Tata Consultancy Services is doing well
Tata Consultancy is one of the biggest IT consulting companies in the world. It is a leading company that helps companies and organizations achieve more IT success without the need for hiring thousands of workers.
For example, a banking group that wants to integrate digital solutions can hire TCS to do the hard work. The same is true for companies that want to integrate cloud computing and artificial intelligence solutions. Some of its solutions are AI, cloud, cybersecurity, data and analytics, and consulting.
The company operates in a fairly competitive industry, with some of the top firms in the sector being Infosys, Wipro, Cognizant, and Accenture.
Therefore, the company’s business is doing well as IT spending continues rising globally. A recent report by Gartner estimated that worldwide IT spending will jump by 7.5% this year to $5.26 trillion. Most of this spending will happen as companies boost their investments in generative AI.
TCS’s financial results showed that its revenue rose by 5.4% in the last quarter to ₹626,130 million or $7.5 billion. Its operating and net profit margins rose to 24.7% and 19.2%, respectively.
Most of its revenue growth was in North America, where the company helps hundreds of large companies. Banking and finance, consumer, and life sciences are its biggest verticals.
Therefore, the company will likely continue benefiting as interest rates start falling, leading to more investments in IT.
The weekly chart shows that the Tata Consultancy Services share price has done well after bottoming at ₹1,380 in 2020. Most recently, the stock jumped above the key resistance point at ₹4,217, its highest swing in March this year and invalidating the double-top pattern that was forming.
TCS stock has remained above all moving averages, meaning that bulls are still in control. As such, it may continue rising as buyers target the next point at ₹4,600.
Tata Teleservices is not doing well
Meanwhile, Tata Teleservices (TTML), which counts Tata Group as a big shareholder, is not doing well.
For starters, TTML is a telecom company that provides numerous services like business communications, network and connectivity, collaboration, and cloud infrastructure. Its goal is to provide unified solutions for companies in India.
While the Tata Teleservices share price has doubled from its lowest point in 2023, it remains sharply lower than its all-time high.

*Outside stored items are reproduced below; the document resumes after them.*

PR #2060, opened 2024-02-05
Schemas: Add ability to omit specific values

pleek91:
# Description
Adds a menu item to omit a specific value from a form. Omitting the value disabled the property and removes its value from the from values. Enabling the property adds the original value back to the form values. 

Note: You can only omit an optional value

image
image

### DIFF
--- a/src/schemas/components/SchemaFormProperties.vue
+++ b/src/schemas/components/SchemaFormProperties.vue
@@ -32,6 +32,7 @@
 </template>
 
 <script lang="ts" setup>
+  import { isDefined } from '@prefecthq/prefect-design'
   import debounce from 'lodash.debounce'
   import { computed } from 'vue'
   import SchemaFormProperty from '@/schemas/components/SchemaFormProperty.vue'
@@ -40,7 +41,6 @@
   import { SchemaProperty, SchemaProperties, isPropertyWith } from '@/schemas/types/schema'
   import { SchemaValues } from '@/schemas/types/schemaValues'
   import { SchemaValue } from '@/types'
-  import { isNullish } from '@/utilities'
 
   const props = defineProps<{
     parent: SchemaProperty,
@@ -85,7 +85,7 @@
     patches.forEach(({ propertyKey, value }) => {
       updatedValues[propertyKey] = value
 
-      if (isNullish(value)) {
+      if (!isDefined(value)) {
         delete updatedValues[propertyKey]
       }
     })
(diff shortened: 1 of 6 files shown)


src/schemas/components/SchemaFormProperties.vue
pleek91, line 1: There are a few updates around `null` vs `undefined`. `null` is 1-1 with python's `None` vs `undefined` is not a value and is removed from the form values. `undefined` values are removed as part of `JSON.stringify` anyway but also specifically removing them from the form value so keep that object consistent with what gets sent to the api.

src/schemas/components/SchemaFormProperty.vue
```diff
@@ -64,7 +88,7 @@
       return null
     },
     set(value) {
-      emit('update:value', value)
+      emit('update:value', value ?? undefined)
```
pleek91, line 91: Our core prefect-design components generally emit `null` for empty values. So making sure we coerce `null` values to `undefined` here.

src/schemas/components/SchemaFormPropertyMenu.vue
```diff
@@ -15,6 +17,7 @@
 
   const props = defineProps<{
     kind: PrefectKind,
+    disabled?: boolean,
```
pleek91, line 20: When a value is omitted you cannot change the prefect_kind. So adding the disabled prop hides all the kind options and just leaves the slot. Not super clean but works for now. Might revisit this if more things like this pop up.

znicholasbrown: (non-blocking) - what does that look like? Just the label/description of the prop?

znicholasbrown (approved):

src/schemas/components/SchemaFormPropertyMenu.vue
znicholasbrown: scratch that I understand now - thought this was in the property component and not the menu

znicholasbrown:
Not sure how I feel about the strikeout property names - they're a little hard to read and not entirely clear that it's related to the omitting. Would prefer subdued/disabled text with `(Omitted)` or something clearer but can handle in a follow up PR

pleek91:
> Not sure how I feel about the strikeout property names - they're a little hard to read and not entirely clear that it's related to the omitting. Would prefer subdued/disabled text with `(Omitted)` or something clearer but can handle in a follow up PR

Agreed I think it could be improved. But we can tweak that at anytime so I figure stuff like that will get cleaned up toward the end when we're tweaking after trying everything together.

PR #2065, opened 2024-02-06
Schemas: Add support for using workspace variables as a property value

pleek91:
# Description
Adds support the `workspace_variable` prefect kind on the schema form. 

image

image


znicholasbrown (approved):
LGTM

PR #2067, opened 2024-02-06
Schemas: Specify supported `kind` values per implementation

pleek91:
# Description
Adds a prop for specifying which prefect kind features are supported. This will allow each implementation to pick and choose features. For example `jinja` is currently only supported for automations.


src/schemas/components/SchemaFormPropertyMenu.vue
```diff
@@ -8,13 +8,15 @@
     </template>
 
     <template v-if="$slots.default">
```
znicholasbrown, line 10: If you're already pulling in the slots composition, might as well use that here for access consistency

znicholasbrown (approved):

PR #2069, opened 2024-02-07
Schema: Validation errors

pleek91:
# Description
Implements the new workspace level api endpoint `/ui/schemas/validate` to validate user entered values based on the schema provided. 

The example in this screenshot is validating individual items of a list. Which is something we've never been able to do. Also notice the specific errors. 
image

@znicholasbrown this uses prop drilling. Which isn't great. But considering we're already using v-models up and down adding props for validation seems like the best and simplest solution.

### DIFF
--- a/src/schemas/components/SchemaForm.vue
+++ b/src/schemas/components/SchemaForm.vue
@@ -1,7 +1,7 @@
 <template>
   <p-form class="schema-form" @submit="submit">
     <template v-if="schema.properties">
-      <SchemaFormProperties v-model:values="values" :parent="schema" :properties="schema.properties" />
+      <SchemaFormProperties v-model:values="values" :parent="schema" :properties="schema.properties" :errors="errors" />
     </template>
   </p-form>
 </template>
@@ -14,7 +14,7 @@
   import { schemaFormKindsInjectionKey } from '@/schemas/compositions/useSchemaFormKinds'
   import { Schema } from '@/schemas/types/schema'
   import { PrefectKind, SchemaValues } from '@/schemas/types/schemaValues'
-  import { SchemaValuesValidationError } from '@/schemas/types/schemaValuesValidationResponse'
+  import { SchemaValueError } from '@/schemas/types/schemaValuesValidationResponse'
 
   const props = withDefaults(defineProps<{
     schema: Schema,
@@ -35,7 +35,7 @@
   }>()
 
   const api = useWorkspaceApi()
-  const errors = ref<SchemaValuesValidationError[]>()
+  const errors = ref<SchemaValueError[]>([])
 
   const values = computed({
     get() {
--- a/src/schemas/components/SchemaForm.vue
+++ b/src/schemas/components/SchemaForm.vue
@@ -1,5 +1,5 @@
 <template>
-  <p-form class="schema-form">
+  <p-form class="schema-form" @submit="submit">
     <template v-if="schema.properties">
       <SchemaFormProperties v-model:values="values" :parent="schema" :properties="schema.properties" />
     </template>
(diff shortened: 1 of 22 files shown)


src/schemas/components/SchemaForm.vue
pleek91, line 1: This form does not implement any actions like a "save" button. It leaves that up to the implementation. Which is why `loading` is an optional v-model so that at implementation it can be bound to whatever button/action is used.

src/schemas/components/SchemaForm.vue
```diff
@@ -1,32 +1,42 @@
...
 
-  const props = defineProps<{
+  const props = withDefaults(defineProps<{
     schema: Schema,
     values: SchemaValues,
     kinds: PrefectKind[],
-  }>()
+    loading?: boolean | null,
+  }>(), {
+    loading: null,
```
pleek91, line 25: without this `loading` is automatically defined as `false` but I won't this to be truly optional.

src/schemas/components/SchemaFormPropertyArray.vue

This performance is mostly because Tata Tele continues to make substantial losses. Its most recent results showed that the company’s revenue rose by 7.8% to ₹12 billion while its EBITDA rose to ₹536 million.
However, because of high costs, the company’s profit after tax continued falling, moving from ₹1.145 billion in FY23 to over ₹1.22 billion. This loss was mostly because of financing charges of about ₹1.6 billion.
The most recent quarterly results showed that the company’s standalone net loss stood at ₹354 crore in the June quarter. The management has committed to continue improving its operations and narrowing its losses.
Tata Teleservices stock analysis
Turning to the daily chart, we see that the Tata Teleservices share price has bounced back after bottoming at ₹65.15 in June. Most of the recent gains happened after the company published its financial results in July.
The post-earnings jump pushed it to a high of ₹111.17, its highest level in October 2022. It then pulled back and retested the important support level at ₹87.22. Now, the stock has rebounded and moved above the important resistance level at ₹100, its highest swing on January 9.
Tata Teleservices shares have remained above the 50-day and 100-day moving averages, which is a bullish sign.
Therefore, the stock will likely continue rising as bulls target the key resistance point at ₹111.17, its highest point in July. A move above that level will lead to more upside as traders target the key resistance point at ₹120.
TCS vs TTML: better buy?
One may argue that TTML is a good buy now that TCS stock has surged to a record high and has become relatively overvalued. TTML, on the other hand, still has more room to retest its all-time high.
However, I believe that Tata Consultancy is a better company because of its market share in the tech industry and its strong dividends. Tata Teleservices is a riskier company that has continued to report big losses.